Siri, Alexa, and the Google Assistant all use spliced up human voices to tell you the weather or wake you up in the morning. It’s standard text-to-speech technology, where voice actors record thousands of sentences and then a computer chops up the recordings into pieces that can then be algorithmically rearranged.

But these voices sound like the robots that they are. For IBM’s latest AI project, in which the company created an AI that would be able to hold lengthy debates on a wide variety of topics with a real person, the company needed a voice that would be persuasive and dynamic–one that would sound more human.

But how do you create an AI voice that’s layered with real emotion?

That was the challenge for Andy Aaron, a researcher at IBM who led the search for the perfect voice for Project Debater, as it’s called. Aaron isn’t a computer scientist or an engineer; he’s a sound designer who previously worked on dozens of Hollywood films and television shows before a friend convinced him to try out creating text-to-speech voices for IBM. Aaron was hooked immediately and has worked at IBM for two decades on all kinds of projects, including creating the voice for Watson.

But unlike Watson’s voice, the voice Aaron envisioned for Debater was in a different category altogether. Unlike his typical text-to-speech projects, which require a voice actor to read a few thousand sentences before handing the work off to an algorithm, Debater’s voice needed to be far more complex. To understand which components were necessary, Aaron and his team watched dozens of real, human debates and analyzed a variety of tones people use to make their arguments: an anecdotal voice, rebuttal voice, a voice you’d use when addressing the audience directly, and more. Then, he set out to find the person who had enough control over her voice that she could speak incredibly consistently while also talking in these different cadences.

“This is the hardest narration job anybody will ever have,” Aaron says. “It’s really difficult material to read and it’s endless.”
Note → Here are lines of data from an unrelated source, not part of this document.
PR #2161, opened 2025-05-19
Revert "Phil/materailization naming"

psFried:
Reverts estuary/flow#2137
Temporarily reverts the materialization naming changes so that we can deploy agent without these changes.

- - -
This change is [Reviewable](https://reviewable.io/reviews/estuary/flow/2161)

PR #2183, opened 2025-05-30
Phil/materialization naming again

psFried:
This was originally merged as #2137 , and then reverted by #2161 so that we could deploy other stuff while working on the UI for this. The UI is all ready now, so this is ready to re-merge.

- - -
This change is [Reviewable](https://reviewable.io/reviews/estuary/flow/2183)


jgraettinger (approved):
LGTM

To find his voice, Aaron met with about 20 people, split evenly between men and women, and had them read an incredibly difficult script that included tongue twisters and foreign names cold without looking at it beforehand. Then, the five most promising actors each recorded 1,000 lines and Aaron created makeshift computer voices from these sentences. Once he had the rudimentary versions of the actors’ computer voices, he programmed each of these voices to say another 10 sentences. Whichever actor-synthesized computer voice sounded the best got the job.